Findings: Positive impact of access to credit on clients' retention of jobs (loans likely helped clients smoothe or avoid shocks that prevent them from getting to work). Positive impact of access to credit on HH incomes. Loans increased HH food consumption. Reported experiencing increased HH decision-making (though small sample size of married women and imprecise estimate). No significant difference in impact of credit assigned to men and women.
Goldstein and Udry (2008)
We examine the impact of ambiguous and contested land rights on investment and productivity in agriculture in Akwapim, Ghana. We show that individuals who hold powerful positions in a local political hierarchy have more secure tenure rights, and that as a consequence they invest more in land fertility and have substantially higher output. The intensity of investments on different plots cultivated by a given individual correspond to that individual's security of tenure over those specific plots and, in turn, to the individuals' position in the political hierarchy relevant to those specific plots.

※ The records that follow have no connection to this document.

PR #4168, opened 2021-09-28
[Ubuntu] Downgrade git-lfs version to 2.13.3

dibir-magomedsaygitov:
# Description
There is an issue with newest git-lfs version 3.0.0. We need to downgrade to 2.13.3 version until issue is fixed.
Successful run: https://buildcanary.visualstudio.com/PipelineCanary/_build/results?buildId=1811517&view=results

## Check list


dmitry-shibanov (dismissed):

MaksimZhukov (dismissed):

al-cheb (dismissed):

catthehacker:
Maybe it would be better to use GitHub release instead of apt package? that way it will be one repo less to keep track of
https://github.com/git-lfs/git-lfs/releases/latest

images/linux/scripts/installers/git.sh
```diff
@@ -18,7 +18,7 @@ git --version
 
 # Install git-lfs
 curl -s $GIT_LFS_REPO/script.deb.sh | bash
-apt-get install -y git-lfs
+apt-get install -y git-lfs=2.13.3 --allow-downgrades
```
miketimofeev, line 21: Why do we need `--allow-downgrades` flag?

miketimofeev:
> Maybe it would be better to use GitHub release instead of apt package? that way it will be one repo less to keep track of [git-lfs/git-lfs/releases/latest](https://github.com/git-lfs/git-lfs/releases/latest)

I can't recall why we decided to preserve the installation from ppa, but we will definitely revisit this, thanks!

images/linux/scripts/installers/git.sh
dibir-magomedsaygitov: Thank you, removed unnecessary flag

miketimofeev (approved):

Issue #4163, opened 2021-09-28
docker-compose v2 release breaks Linux docker-compose installer


cfbao:
### Description

the [installer](https://github.com/actions/virtual-environments/blob/1e7e6749a5fa9ad8d332d8d93ae24785579e5fc9/images/linux/scripts/installers/docker-compose.sh#L8) looks for `docker-compose-Linux-x86_64` in the latest release, but docker-compose [just released v2](https://github.com/docker/compose/releases), and the asset name is changed to `docker-compose-linux-arm64`.

pin v1 or update the name pattern in jq?

### Virtual environments affected

- [X] Ubuntu 16.04
- [X] Ubuntu 18.04
- [X] Ubuntu 20.04
- [ ] macOS 10.15
- [ ] macOS 11
- [ ] Windows Server 2016
- [ ] Windows Server 2019
- [ ] Windows Server 2022

### Image version and build link

latest

### Expected behavior

docker-compose installed

### Actual behavior

docker-compose.sh fails with

> curl: no URL specified!

### Repro steps

build the Linux runner

spyder007:
It should be noted, also, that the new version seems to be installed as a docker plugin rather than it's own binary.  I fixed the jq select locally, but the unit tests were failing when trying to call docker-compose --version.  It looks like docker-compose is installed before docker, so the unit test is incorrect as well.

miketimofeev:
@cfbao @spyder007 it seems we may stick to version 1 for now and then switch to the moby-compose package when 2.0 is available there.

u605902:
we are also stuck here when trying to build docker image. any temporary solution?

spyder007:
@u605902 

I changed the docker-compose.sh locally to this:
`# Install latest docker-compose from releases
URL=$(curl -s https://api.github.com/repos/docker/compose/releases/latest | jq -r '.assets[].browser_download_url | select(endswith("docker-compose-linux-amd64"))')
curl -L $URL -o /usr/local/bin/docker-compose
chmod +x /usr/local/bin/docker-compose

#invoke_tests "Tools" "Docker-compose"`

I'm testing to see if this works, but I don't use docker-compose in my builds, so I won't be able to tell if compose is successfully installed.

As @miketimofeev mentioned, they may drop to version 1 and use moby compose for 2.0 when it's available.

catthehacker:
New compose version https://github.com/docker/compose/releases/tag/v2.0.1
[...]

PR #4169, opened 2021-09-28
[Ubuntu] Update docker-compose assets filter

al-cheb:
# Description
Update jq filter patter to allow download v2 version due to  `docker-compose-Linux-x86_64`  is changed to `docker-compose-linux-amd64`

#### Related issue:
https://github.com/actions/virtual-environments/issues/4163

## Check list

### DIFF
--- a/images/linux/scripts/installers/docker-compose.sh
+++ b/images/linux/scripts/installers/docker-compose.sh
@@ -5,7 +5,7 @@
 ################################################################################
 
 # Install latest docker-compose from releases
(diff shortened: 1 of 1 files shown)


miketimofeev (approved):

catthehacker:
`compose` v2 should be installed as docker plugin, see https://github.com/docker/compose/issues/8687#issuecomment-929271959

miketimofeev:
> `compose` v2 should be installed as docker plugin, see [docker/compose#8687 (comment)](https://github.com/docker/compose/issues/8687#issuecomment-929271959) (although it might be better if guys maintaining `moby-*` packages at [packages.microsoft.com](https://packages.microsoft.com) could add it to repository since `compose` is a plugin like `buildx`)

Thanks for the clarification! We will contact folks maintaining Microsoft moby packages

PR #4207, opened 2021-10-02
[Ubuntu] Node.js: update LTS versions

EdJoPaTo:
# Description
Update the versions of Node.js (and the related Docker images).

The [Software and image guidelines](https://github.com/actions/virtual-environments/blob/main/docs/software-and-images-guidelines.md) state "3 latest LTS versions" for Node.js and "Tools and versions will typically be removed 6 months after they are deprecated or have reached end-of-life".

Intervention settings: Rural: Akwapim South District, Eastern Region.
Intervention description: None.
Methodology: Household-level fixed-effects estimation.
Sample: 252 married couples; 519 plots in 4 village clusters owned by 240+ married couples; each couple was interviewed 15 times during a two-year period.
Findings: Security of tenure has an important effect on land productivity (via investments in soil fertility) and security of tenure is related to an individual's position in the political and social hierarchy, with most women relatively disadvantaged. Insecure tenure leads to substantially lower profits per hectare for women compared to men.